I am working on a project which compiles an expression language embedded DSL into a circuit/graph-like structure. The evaluation of these expressions is via a feed forward evaluation on the circuit, so if you were going to run it on multiple sets of inputs ideally you would compile the DSL expression only once.
I have binary codecs for the circuit types, so to construct an evaluation executable it’s easy enough to run the compiler as a one-time setup, write the output circuit to a file, and have the evaluator deserialize this file. You can even use TH to bake that file into the executable..

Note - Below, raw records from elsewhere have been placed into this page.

PR #2466, opened 2018-07-24
Handle SIGBUS properly when executing in PPC helpers

klangman:
The JIT should be converting a SIGBUS into an InternalError
exception when the signal occurs while executing java code
but when executing an a JIT helper (like arraycopy) the
code did not detect that as running in java code and
would fail to convert to an exception resulting in a
javacore/systemdump to be generated instead.

### DIFF
--- a/runtime/compiler/runtime/SignalHandler.c
+++ b/runtime/compiler/runtime/SignalHandler.c
@@ -1,5 +1,5 @@
 /*******************************************************************************
- * Copyright (c) 2000, 2017 IBM Corp. and others
+ * Copyright (c) 2000, 2018 IBM Corp. and others
  *
  * This program and the accompanying materials are made available under
  * the terms of the Eclipse Public License 2.0 which accompanies this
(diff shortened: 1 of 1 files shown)


zl-wang:
do we need consistent behavior across platforms?  i.e. this is not specific to POWER.

runtime/compiler/runtime/SignalHandler.c
```diff
@@ -507,6 +507,26 @@ UDATA jitPPCHandler(J9VMThread* vmThread, U_32 sigType, void* sigInfo)
...
+		   lrPtr = (UDATA *) infoValue;
+		   exceptionTable = jitConfig->jitGetExceptionTableFromPC(vmThread, *lrPtr);
+		   if (exceptionTable) {
+            vmThread->jitException = (J9Object *) (*lrPtr);  /* the lr points at the instruction after the helper call */
+#if (defined(LINUXPPC64) && !defined(__LITTLE_ENDIAN__)) || defined(AIXPPC)
+            *iarPtr = *(UDATA*) ((void *) &jitHandleInternalErrorTrap);  /* get routine address from TOC entry */
+#else
+            *iarPtr = (UDATA) ((void *) &jitHandleInternalErrorTrap);
+#endif
+            return J9PORT_SIG_EXCEPTION_CONTINUE_EXECUTION;
```
zl-wang: Indentation is off for the few lines above

klangman:
This issue would occur on any platform where a helper is used to access the backing storage of a DirectByteBuffer. We have an example of this on PPC, but given how arraycopy is implemented on X86 it's less likely that a helper will be used (they do more inline arraycopy work then POWER does). Not sure about Z, but they have an instruction to copy memory so it's likely to be inline as well in most cases I suspect. We might want to get opinions from the X&Z teams on this matter. @fjeremic @andrewcraik

runtime/compiler/runtime/SignalHandler.c
klangman: I just noticed that as well. This file is using tabs rather then spaces for indenting. My editor was following that conversion until the preprocessor statements where it had no tab convention to follow from the previous line. I'll fix it to use tabs for these lines as well.

fjeremic:
Do we have a unit test which reproduces the issue? This will aid in testing all other platforms to make sure we're conformant. We should also add the said unit test to our test bucket to prevent issues in this area in the future.

klangman:
There is a test-case but it's rather difficult to use since you need to engineer a disk-full situation to see the problem occur.

fjeremic:
> There is a test-case but it's rather difficult to use since you need to engineer a disk-full situation to see the problem occur.

Would it be possible to provide instructions on how to run the testcase? I can try at least manually to reproduce on Z and see the effect.

ymanton:
> Would it be possible to provide instructions on how to run the testcase? I can try at least manually to reproduce on Z and see the effect.

If you create a small ramdisk you can fill it up trivially and probably reproduce the problem. Can't recall if it was AIX, Linux, or both, but that's how the original fix for Power was tested by @AlenBadel IIRC.

klangman:
@zl-wang Can we merge this change now.. @fjeremic is tracking an issue to investigate if the same issue can occur on Z and @andrewcraik is confident that the issue does not effect X86.

zl-wang:
ok then.

DanHeidinga:
@zl-wang please run Jenkins based builds to validate changes prior to merging PRs.  This PR has only been built on x86 using travis.ci.

The syntax to launch a JDK8 plinux build would be: `Jenkins test sanity plinux jdk8`

zl-wang:
Forgot the passed check was only x86 ...

zl-wang:

PR #2473, opened 2018-07-25
Include j9cfg.h for JAVA_SPEC_VERSION

keithc-ca:
j2sever.h relied on j9cfg.h being included before it: today that is true, but we'll avoid possible future subtle problems by removing that assumption.


pshipton:
jenkins test sanity win jdk8

pshipton:
> We really ought to fix that: NPT ERROR: Cannot open library!

https://github.com/eclipse/openj9/pull/2478

PR #2474, opened 2018-07-25
Add feature to ignore spin thread bound

babsingh:
Previously, setting lib->maxSpinThread to 0 was not allowed.

Now onwards, if lib->maxSpinThread is set to 0, then an upper bound
won't be enforced on spin threads, and unlimited spin threads will be
allowed.

Command line option, -Xthr:maxSpinThreads=<number_of_spin_threads> has
been modified to accept 0 as a valid value. Setting
-Xthr:maxSpinThreads=0 will allow unlimited spin threads.

This is an experimental feature, which is disabled by default. It will
be used to create heuristics for locking workloads which benefit from no
bound on the number of spin threads.


babsingh:
fyi - @pshipton @DanHeidinga 

Previously, this change was part of #2450. During benchmarking, this change showed more stable throughput with less fluctuations between consecutive runs for certain Liberty workloads. When disabled, this change doesn't impact spinning behavior since the check is performed outside the spinlock loop.

babsingh:
Dependent OMR changes (https://github.com/eclipse/omr/pull/2794) have been merged.

babsingh:
@gacholio can you please review these changes?

babsingh:
I have rebased and restarted the CI builds. eclipse/omr#2794 shows in https://github.com/eclipse/openj9-omr/commits/openj9. So, the CI builds should pass now.

gacholio:

PR #4405, opened 2019-01-23
Don't inline Unsafe.put from cold block

liqunl:
Trivial inliner doesn't look at block info, it inlines calls from cold
block. Unsafe call from a cold block can be a product of Unsafe
inlining, thus should not be inlined.

Also add debug counter for illegal write notification.


liqunl:
https://github.com/eclipse/openj9/pull/4393

liqunl:
@andrewcraik

andrewcraik:
release delivery of 4393 - merging now that the mainline is merged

However, when I tried to use compile time evaluation via TH lift
(which to me seems more natural as it doesn’t deserialize on every evaluation), I noticed that compilation was extremely slow and consumes an ungodly amount of memory. I’m not savvy enough to be able to profile this static evaluation, but I did spend a lot of time with the profiler when developing the compiler. I can definitely tell that whatever GHC is doing to statically evaluate the compile expression, it is way more intensive than if you were to run the compile phase separately – to the point of consuming all memory on my machine for large circuits that are easily compiled using the other method.
I don’t know a lot about TH and even less about what the static evaluation is doing, and it’s possible that I’m just doing something wrong. Does anyone know if there are some caveats/“gotchas” that come with lift
? Is there any guide to avoiding them? Does anyone have any idea what profiling techniques I can use in this instance to figure out what GHC is doing?